However, he is completely off base if he thinks penalizing hard working state employees is going to change things. The media and politicians can attack the Quinn Bill all day long. But at the end of the day, no one will have mentioned that in most occupations a person holding a degree is going to demand a higher salary than someone who doesn't. It's interesting that when these reporters & politicians can't come up with a legititmate argument against the Quinn Bill they resort to outright lying. I heard one of these idiots on Fox25 the other day question why a police officer should get a bonus for having a degree in Aztec basket weaving or something equally foolish. God forbid they speak the truth on the topic because then maybe the people would realize that not just anyone can be a police officer. You would think that the statistics of how many people take the tests compared to how many people get on the job would tell them that. Hmm, now that I think of it I don't have a journalism degree and aparently any idiot can do that job. So, I think it's time to send off my resume with a cover letter explaining that I can do the same job for half the money.


----------



## rg1283 (Sep 14, 2005)

Certain Courthouses I can understand closing. Uxbridge is needed but its funny because in the early 90s when the County was going bankrupt the courthouse in Uxbridge was almost foreclosed on.

Closing some of the smaller courthouses out west and up north makes sense. However I am talking the small court houses. Almost all of them on Howies list are very active courthouses, Dudley as an example.

Imagine closing that one. Officers would have to travel farther and longer what a mess!

Quinn Bill idea:up_yours: Howie. How could that save any REAL money? Its not like it is a HUGE portion of the state budget (comparing Welfare spending, etc. and other pointless projects). Its just an excuse to complain. 

I agree the tolls have to go bye bye too much work to make too little money. 

Accountability in politics also, and Republicans taking over I agree with 100%. All though their are some good centrist democrats in MA. But more moonbat democrats then anything else.


----------



## Guest (Apr 26, 2009)

I wrote someone a $200 CMVI last night, and didn't feel the least bit bad about it.


----------



## HousingCop (May 14, 2004)

Delta784 said:


> I wrote someone a $200 CMVI last night, and didn't feel the least bit bad about it.


*Too bad his name wasn't Howard L. Carr. *


----------



## SinePari (Aug 15, 2004)

Delta784 said:


> I wrote someone a $200 CMVI last night, and didn't feel the least bit bad about it.


The amount of V's you've written lately you might actually finish your C-series books and move on to the M-series 

Seriously though, I see the Quinn going away before this is over. The schools which accepted the new (2003) Quinn standards in CJ are no joke with a significant academic workload comparable to any degree program in the state. They'll still knock it down somewhere to a lesser benefit such as a flat stipend for new hires.

I completely agree with the courthouses.

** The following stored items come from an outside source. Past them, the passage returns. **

PR #676, opened 2025-03-21
Closes #675: Enable persistence to the default Cassandra and ES

### LINKED ISSUE #675: [Feature Request] FILL_TITLE_HERE

I'm using the default helm chart to test temporal both locally and in our test k8s cluster. However, the current default chart are using transient storage for ES and Cassandra.
This results in the cluster being down each time the ES/Cassandra node is killed. The reason is that schema migration is only run once at the time of initialization, so new ES/Cassandra node don't have the needed schemas.
There is no way to recover from this except starting a new deployment.

Enable persistence to Cassandra and ES config.

hungcq:
## What was changed
Enable persistence to the default Cassandra and ES

## Why?
The current default chart are using transient storage for ES and Cassandra.
This results in the cluster being down each time the ES/Cassandra instances are killed. The reason is that schema migration is only run once at the time of initialization, so new ES/Cassandra instances don't have the needed schemas.
There is no way to recover from this except starting a new deployment.

## Checklist

1. Closes #675 

2. How was this tested:
I deployed a Temporal cluster with the new configs, and then killed the Cassandra/ES instance. After that, I checked whether the cluster still worked properly.

3. Any docs updates needed?
N/A

### DIFF
--- a/charts/temporal/values.yaml
+++ b/charts/temporal/values.yaml
@@ -451,7 +451,7 @@ elasticsearch:
   enabled: true
   replicas: 3
   persistence:
-    enabled: false
+    enabled: true
   imageTag: 7.17.3
   host: elasticsearch-master-headless
   scheme: http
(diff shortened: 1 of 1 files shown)


robholland:
From v1 rc1 onward we don't install any persistence backends on the user's behalf.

Those are like the lost outposts for too many workers and not enough work. They opened a courthouse in Hadley (near Amherst) years ago to lighten the workload in Northampton, now there's one in Belchertown. I mean, come on, Belchertown? Orange, Winchendon, Clinton, Gardner, Uxbridge, Westboro, Natick, Marlboro...the list goes on and on.

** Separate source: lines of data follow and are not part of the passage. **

Issue #5064, opened 2021-09-08
Maskable icon and service worker


LBreda:
### Support guidelines

- [X] I've read the [support guidelines](https://github.com/firefly-iii/firefly-iii/blob/main/.github/support.md)
- [X] My request is not listed as [an idea that won't be implemented](https://docs.firefly-iii.org/firefly-iii/support/features/#ideas-that-wont-be-implemented)
- [X] I've used [the search](https://github.com/firefly-iii/firefly-iii/issues?q=is%3Aissue) and this has not been discussed before.

### Description

Firefly III does not have a maskable icon (a icon that looks good on most  mobile devices) and a service worker (a js script that provides basic services to let Android, Windows and iOS devices to install it like an app).

It would be a nice functionality and a very easy one to implement.

### Solution

It would be nice to add a set of maskable icons and a service worker.

### Additional context

I could do the task, but I'd like to know if it is considered a nice thing to have by the developer. I would need a SVG version of the logo.

JC5:
Feel free to submit a PR! You can find the logo in [the documentation](https://docs.firefly-iii.org/firefly-iii/about-firefly-iii/logo/)

Are you sure the correct icon isn't already [in place](https://github.com/firefly-iii/firefly-iii/tree/main/public)? I used the real favicon generator to build it.

LBreda:
The current favicon is a good favicon but the mobile systems usually cut the icon in different shapes by masking it and need a maskable icon.

You can verify how the current icon fails to adapt in different shapes by using [maskable.app](https://maskable.app/), and you can find details on (web.dev)[https://web.dev/maskable-icon/].

I'll make a PR!

LBreda:
![immagine](https://user-images.githubusercontent.com/633783/132588962-cae84803-1be7-4bcc-993d-df89667da29b.png)

Is something like this OK or I should use the pig tail?

LBreda:
![immagine](https://user-images.githubusercontent.com/633783/132589417-ed3877b4-1a34-44df-93e5-54253d2962c5.png)

Is something like this OK or should I use the tail only?

JC5:
Looks good!

LBreda:
I need to add a new offline page. I tried to add a new (publicly available) route:

```php
Route::group(
    ['middleware' => 'binders-only'],
    static function () {
        Route::get('offline', fn () => view('errors.Offline'));
    }
);
```

but Laravel ignores it, even clearing the cache. What am I missing?

[...]

PR #5067, opened 2021-09-11
Maskable icon and service worker

LBreda:
Solves #5064 

Changes in this pull request:

- Added a set of maskable icons which look good on mobile devices
- Made the web app a installable PWA via a service worker

I tried to add the service worker in the Laravel Mix manifest but breaks it an I couldn't find why. The cache stops working, and it is required for a installable PWA.

@JC5


JC5:
Looking good! Thanks!

A few comments, then it's ready to merge I think.

- Please remove .idea from the gitignore file. It's expected to add IDE specific files to your own gitignore_global file.
- The copyright of serviceworker belongs to you, you can refer to your github profile or email address
- Drop the translations, *expect* en_US. I will auto-generate the necessary lines using [Crowdin](https://crowdin.com/project/firefly-iii)
- Rename "Offline.twig" to "offline.twig" to be consistent with other resources, and update the route to match

Also very happy to see you touched and improved the other icons as well. Nice work! :+1:

JC5:
Nice work, merged!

I have an appeal coming up in East Brookfield DC from a ticket I wrote almost a year ago. What kind of backlog is there out in the Brookfields for an appeal to take a year? It's so slow there you'd think I could get a clerk mag and court officer right there on the road to administer an appeal.


----------



## LGriffin (Apr 2, 2009)

> No. 5: Begin ending entitlements. Take the Quinn Bill - please. Does anyone, even cops, seriously argue that a B.A. these days means anything other than BS? Yet these cops' phony-baloney degrees are costing the taxpayers $50 million a year. A leadership effort in the House to rein them in has already failed, even before the budget comes to the floor. The solons are more fearful of the unions than they are of the taxpayers, and as long as they are running unopposed (see No. 4) why shouldn't they be?


Some people just can't see the forest for the trees. Unfortunately, this fool has a talk show with a large following...

We all know that educated officers save the Commonwealth far more than what is spent on the Quinn Bill and educational incentives but the media will never put this out. Quite frankly, I would prefer to see studies conducted on this fact rather than biased racial profiling studies any day, but it will never happen. Generally, in the civilian world, the higher the degree, the better the compensation. Why would this formula not apply to us?!! They say that they don't want us to be brutalizing billy clubbing monsters anymore so they must back it up. They say they want us to solve cases and put people away, therefore we must attain higher education degrees and they must pay! There should be no double standard as there is no more important profession than ours when lives and safety are at stake.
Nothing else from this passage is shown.